» **ABOUT THIS EXERCISE**:
Go through the material below and state how many lines include "project", giving the number only.
•••
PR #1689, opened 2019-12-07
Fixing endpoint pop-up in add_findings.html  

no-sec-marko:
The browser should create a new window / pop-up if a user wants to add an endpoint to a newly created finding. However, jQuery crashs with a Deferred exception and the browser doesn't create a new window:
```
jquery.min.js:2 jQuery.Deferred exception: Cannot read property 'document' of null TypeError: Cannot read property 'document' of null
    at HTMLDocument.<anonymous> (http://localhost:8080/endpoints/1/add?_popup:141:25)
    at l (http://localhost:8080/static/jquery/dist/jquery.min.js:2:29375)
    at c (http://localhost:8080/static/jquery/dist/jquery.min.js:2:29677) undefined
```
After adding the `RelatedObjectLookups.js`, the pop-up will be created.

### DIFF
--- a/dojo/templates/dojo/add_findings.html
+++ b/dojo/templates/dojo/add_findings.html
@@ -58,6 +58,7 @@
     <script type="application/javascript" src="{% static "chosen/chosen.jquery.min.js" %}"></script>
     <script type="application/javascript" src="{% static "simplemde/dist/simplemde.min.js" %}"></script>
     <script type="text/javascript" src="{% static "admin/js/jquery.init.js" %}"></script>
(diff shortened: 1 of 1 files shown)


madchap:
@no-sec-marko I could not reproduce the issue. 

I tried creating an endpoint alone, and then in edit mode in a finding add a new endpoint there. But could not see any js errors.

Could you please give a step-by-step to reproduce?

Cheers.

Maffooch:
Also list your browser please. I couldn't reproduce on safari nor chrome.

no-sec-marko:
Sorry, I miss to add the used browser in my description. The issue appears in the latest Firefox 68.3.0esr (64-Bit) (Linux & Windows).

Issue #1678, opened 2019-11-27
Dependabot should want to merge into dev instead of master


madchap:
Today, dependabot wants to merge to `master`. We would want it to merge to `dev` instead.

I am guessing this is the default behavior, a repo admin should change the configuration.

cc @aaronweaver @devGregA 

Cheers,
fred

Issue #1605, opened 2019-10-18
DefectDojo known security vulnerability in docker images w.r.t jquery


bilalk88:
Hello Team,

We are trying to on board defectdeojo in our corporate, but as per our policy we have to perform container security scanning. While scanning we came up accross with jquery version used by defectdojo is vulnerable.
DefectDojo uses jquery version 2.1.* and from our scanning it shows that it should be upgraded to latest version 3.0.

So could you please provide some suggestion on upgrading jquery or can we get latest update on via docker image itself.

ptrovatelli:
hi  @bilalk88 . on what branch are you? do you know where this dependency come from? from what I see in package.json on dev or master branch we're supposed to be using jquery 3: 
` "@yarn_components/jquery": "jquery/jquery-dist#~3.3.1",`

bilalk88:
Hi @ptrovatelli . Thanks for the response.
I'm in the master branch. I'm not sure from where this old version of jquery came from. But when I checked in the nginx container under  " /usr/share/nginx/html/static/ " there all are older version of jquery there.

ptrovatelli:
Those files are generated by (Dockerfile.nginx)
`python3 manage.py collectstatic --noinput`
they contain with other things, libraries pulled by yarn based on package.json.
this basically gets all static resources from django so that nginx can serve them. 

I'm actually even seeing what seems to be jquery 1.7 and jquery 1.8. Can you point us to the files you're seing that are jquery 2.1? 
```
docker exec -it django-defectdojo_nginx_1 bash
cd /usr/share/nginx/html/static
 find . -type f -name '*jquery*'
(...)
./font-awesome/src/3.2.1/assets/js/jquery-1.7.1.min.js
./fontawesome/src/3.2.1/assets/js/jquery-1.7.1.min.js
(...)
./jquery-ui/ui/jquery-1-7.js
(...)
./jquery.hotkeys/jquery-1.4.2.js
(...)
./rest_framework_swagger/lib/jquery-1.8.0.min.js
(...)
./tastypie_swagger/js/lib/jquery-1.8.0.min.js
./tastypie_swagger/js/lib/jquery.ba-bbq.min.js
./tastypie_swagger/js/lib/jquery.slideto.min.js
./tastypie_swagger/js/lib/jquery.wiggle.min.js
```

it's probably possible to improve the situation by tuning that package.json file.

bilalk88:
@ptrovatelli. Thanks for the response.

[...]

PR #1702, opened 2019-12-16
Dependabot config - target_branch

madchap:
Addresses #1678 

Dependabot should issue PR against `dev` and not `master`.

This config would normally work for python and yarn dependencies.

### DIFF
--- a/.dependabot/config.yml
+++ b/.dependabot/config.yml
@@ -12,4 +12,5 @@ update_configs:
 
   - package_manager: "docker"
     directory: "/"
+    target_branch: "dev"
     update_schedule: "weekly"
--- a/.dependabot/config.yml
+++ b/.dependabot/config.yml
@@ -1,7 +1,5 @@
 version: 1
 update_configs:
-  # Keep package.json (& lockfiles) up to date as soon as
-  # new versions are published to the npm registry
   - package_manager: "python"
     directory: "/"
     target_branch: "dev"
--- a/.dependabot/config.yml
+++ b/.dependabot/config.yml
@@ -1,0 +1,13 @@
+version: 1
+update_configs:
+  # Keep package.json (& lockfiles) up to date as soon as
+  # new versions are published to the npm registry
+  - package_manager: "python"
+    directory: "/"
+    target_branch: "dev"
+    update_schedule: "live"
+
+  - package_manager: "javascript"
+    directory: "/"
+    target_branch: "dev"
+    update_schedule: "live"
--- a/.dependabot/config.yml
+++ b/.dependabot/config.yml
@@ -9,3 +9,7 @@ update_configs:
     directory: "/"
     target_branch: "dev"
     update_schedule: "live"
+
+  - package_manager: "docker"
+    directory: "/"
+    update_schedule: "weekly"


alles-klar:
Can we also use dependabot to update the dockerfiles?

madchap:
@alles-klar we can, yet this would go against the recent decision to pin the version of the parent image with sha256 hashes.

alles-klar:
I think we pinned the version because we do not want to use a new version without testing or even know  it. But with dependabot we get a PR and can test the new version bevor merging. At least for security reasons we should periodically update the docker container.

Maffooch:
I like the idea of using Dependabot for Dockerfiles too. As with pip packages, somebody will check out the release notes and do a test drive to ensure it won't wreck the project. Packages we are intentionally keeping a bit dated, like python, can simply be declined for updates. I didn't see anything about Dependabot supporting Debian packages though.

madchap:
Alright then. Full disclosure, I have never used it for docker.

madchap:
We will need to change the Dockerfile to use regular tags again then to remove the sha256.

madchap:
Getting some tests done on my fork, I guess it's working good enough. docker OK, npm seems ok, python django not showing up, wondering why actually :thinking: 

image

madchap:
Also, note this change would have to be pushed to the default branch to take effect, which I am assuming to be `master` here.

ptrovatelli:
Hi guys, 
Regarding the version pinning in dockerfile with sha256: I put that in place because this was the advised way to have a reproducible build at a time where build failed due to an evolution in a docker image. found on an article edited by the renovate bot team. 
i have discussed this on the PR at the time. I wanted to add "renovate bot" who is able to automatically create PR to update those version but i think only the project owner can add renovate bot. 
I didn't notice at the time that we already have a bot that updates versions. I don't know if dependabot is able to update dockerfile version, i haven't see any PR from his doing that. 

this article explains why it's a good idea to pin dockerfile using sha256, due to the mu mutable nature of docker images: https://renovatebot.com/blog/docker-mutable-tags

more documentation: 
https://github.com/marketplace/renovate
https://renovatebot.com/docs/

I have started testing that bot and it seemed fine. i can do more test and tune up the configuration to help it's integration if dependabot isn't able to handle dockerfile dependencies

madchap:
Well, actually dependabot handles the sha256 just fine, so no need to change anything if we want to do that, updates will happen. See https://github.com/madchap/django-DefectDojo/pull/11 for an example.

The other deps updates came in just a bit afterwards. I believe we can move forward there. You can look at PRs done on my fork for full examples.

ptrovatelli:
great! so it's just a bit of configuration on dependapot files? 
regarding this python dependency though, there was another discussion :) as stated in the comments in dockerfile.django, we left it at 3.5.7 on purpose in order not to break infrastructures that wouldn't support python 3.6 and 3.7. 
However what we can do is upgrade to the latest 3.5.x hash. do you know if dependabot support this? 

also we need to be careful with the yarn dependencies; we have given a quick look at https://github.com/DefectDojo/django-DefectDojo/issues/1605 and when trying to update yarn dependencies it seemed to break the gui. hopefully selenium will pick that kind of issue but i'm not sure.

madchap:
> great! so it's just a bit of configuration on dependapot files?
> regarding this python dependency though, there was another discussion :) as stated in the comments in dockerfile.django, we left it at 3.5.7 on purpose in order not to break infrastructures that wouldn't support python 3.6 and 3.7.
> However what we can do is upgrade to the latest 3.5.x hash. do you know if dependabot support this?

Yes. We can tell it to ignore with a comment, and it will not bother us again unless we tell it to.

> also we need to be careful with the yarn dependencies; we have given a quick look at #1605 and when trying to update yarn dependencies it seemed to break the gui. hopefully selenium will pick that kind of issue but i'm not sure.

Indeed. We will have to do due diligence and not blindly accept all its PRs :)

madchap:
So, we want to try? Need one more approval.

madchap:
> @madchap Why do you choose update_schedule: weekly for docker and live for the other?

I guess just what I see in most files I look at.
•••
» **ANSWER SPACE**:
2